Jacek Yerka (nome di battesimo: Jacek Kowalski) è originario della Polonia, precisamente della piccola città di Torun. Ha avuto modo di poter vivere in un luogo risparmiato dai bombardamenti della seconda Guerra Mondiale ed ha assimilato le tracce architettoniche del proprio paese natio e del mondo nord europeo, venendo a contatto con l lavori dei maestri del calibro di Jan van Eyck, Dirck Bouts, Robert Campin, Heyronimus Bosch e Magritte.

“Ho fatto il mio primo dipinto un anno prima di andare all’università, dove ho iniziato a studiare la grafica. I miei istruttori hanno sempre cercato di dipingere nello stile astratto più contemporaneo – ha dichiarato Yerka -, cercando di allontanarmi dal mio fascino per il realismo”.

Dopo essersi laureato in Arte e Grafica nel 1980, si è dedicato alla pittura conseguendo diversi riconoscimenti in varie parti del mondo.

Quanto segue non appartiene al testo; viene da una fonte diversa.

PR #363, opened 2015-01-07
Http guzzle adapter

duncan3dc:
I'm creating this PR to hopefully get the great work done by @hgraca into a release of flysystem.

I've taken the feature branch from the main repo, rebased it from master, and updated a couple of broken things.

What blockers are there to getting this merged?

### DIFF
--- a/composer.json
+++ b/composer.json
@@ -26,6 +26,7 @@
         "dropbox/dropbox-sdk": "~1.1.1",
         "rackspace/php-opencloud": "~1.11",
         "barracuda/copy": "~1.1.4",
+        "guzzlehttp/guzzle": "~5.0",
         "phpseclib/phpseclib": "~0.3.5",
         "tedivm/stash": "~0.12.0",
         "league/phpunit-coverage-listener" : "~1.1",
--- a/readme.md
+++ b/readme.md
@@ -67,6 +67,7 @@ Want to get started quickly? Check out some of these integrations:
 * Dropbox
 * Copy
 * Ftp
+* Http (through guzzle 5)
 * Sftp (through phpseclib)
 * Zip (through ZipArchive)
 * WebDAV (through SabreDAV)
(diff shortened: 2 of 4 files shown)


GrahamCampbell:
This should be closed. If this were to be implemented, then this must go into another repo, not into this one.

hgraca:
Why not, if one may ask?



Herberto Graça
_________________________________
<http://pt.linkedin.com/pub/herberto-gra%C3%A7a/8/10/b32>

2015-01-12 20:10 GMT+01:00 Graham Campbell <notifications@github.com>:

GrahamCampbell:
> Why not, if one may ask?

I already answered that.

> If this were to be implemented, then this must go into another repo, not into this one.

All the adapters are getting moved out in this way.

frankdejonge:
@duncan3dc Hi, sorry for the late reply. What @GrahamCampbell is correct. When this is released it should be done in a separate repository. The reason for this that the package will have it's own dependencies which are not directly related to the core of Flysystem. In order for this PR to be complete a couple of things should be done, namely: Test coverage (there are untested parts), complete API coverage (also writing using POST with the file as the body) and exception handling.

duncan3dc:
Thanks @frankdejonge

barryvdh:
Writing a file with POST isn't really the use-case of this adapter, right? Wasn't the purpose of this to provide a read-only HTTP adapter (for example with Glide).
But @duncan3dc you don't really need it to be accepted by Flysystem, you could just release your own package that provides this adapter, so people can still use it :)

Also, you could think about using listContents to find all links in a html document and convert them to relative paths, for example when you have a directory listing.

And you could probably simplify a bit by using the Guzzle base_url options: http://guzzle.readthedocs.org/en/latest/clients.html#creating-a-client

frankdejonge:
@barryvdh there are Flysystem implementations with StackPHP, these can support writes too. Listing contents is indeed a tricky one. Open to suggestions/advice about this.

barryvdh:
But how many websites have something like that implemented? If you want to use Flysystem for a random website, 99% of the time there will be no rest handler to upload stuff, so it's a bit pointless for a 'general' Http adapter. Probably a specific REST handler (or even specific handler for https://github.com/h4cc/stack-flysystem) would be better.
(And you did suggest just returning false for this specific case in https://github.com/thephpleague/glide/issues/16)

But I also agree that a partial filesystem doesn't really make sense to be included in the core.

frankdejonge:
@barryvdh that's true. Just saying that there _is_ a use-case ;) I'll happily accept it as read-only too. The other points still stand though.

hgraca:
Exactly, there are use cases.
I created this adapter exactly because the REST application I was working
on, needed to get some files that a client would simply dump in an http
location.

;)



Herberto Graça
_________________________________
<http://pt.linkedin.com/pub/herberto-gra%C3%A7a/8/10/b32>

2015-01-13 12:24 GMT+01:00 Frank de Jonge <notifications@github.com>:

Di fronte ai suoi dipinti possiamo parlare, senza ombra di dubbio, di surrealismo. In essi prendono vita mondi fantastici contraddistinti da una cura maniacale dei dettagli, dalle ombre alle singole variazioni di colore, dalla prospettiva alle simmetrie e non è un caso. Gli anni ’50, quelli della sua infanzia, hanno finito per tornare sempre nel suo immaginario artistico, con piccoli animali e paesaggi che animano visioni di insieme più complesse e del tutto naturali. Da Bambino era iperattivo e riusciva ad esprimersi più chiaramente solo attraverso la scultura e il disegno. Osservando la sua produzione possiamo ritrovare facilmente paesi rurali della Polonia, boschi, spazi domestici, come quello della nonna, mai dimenticati.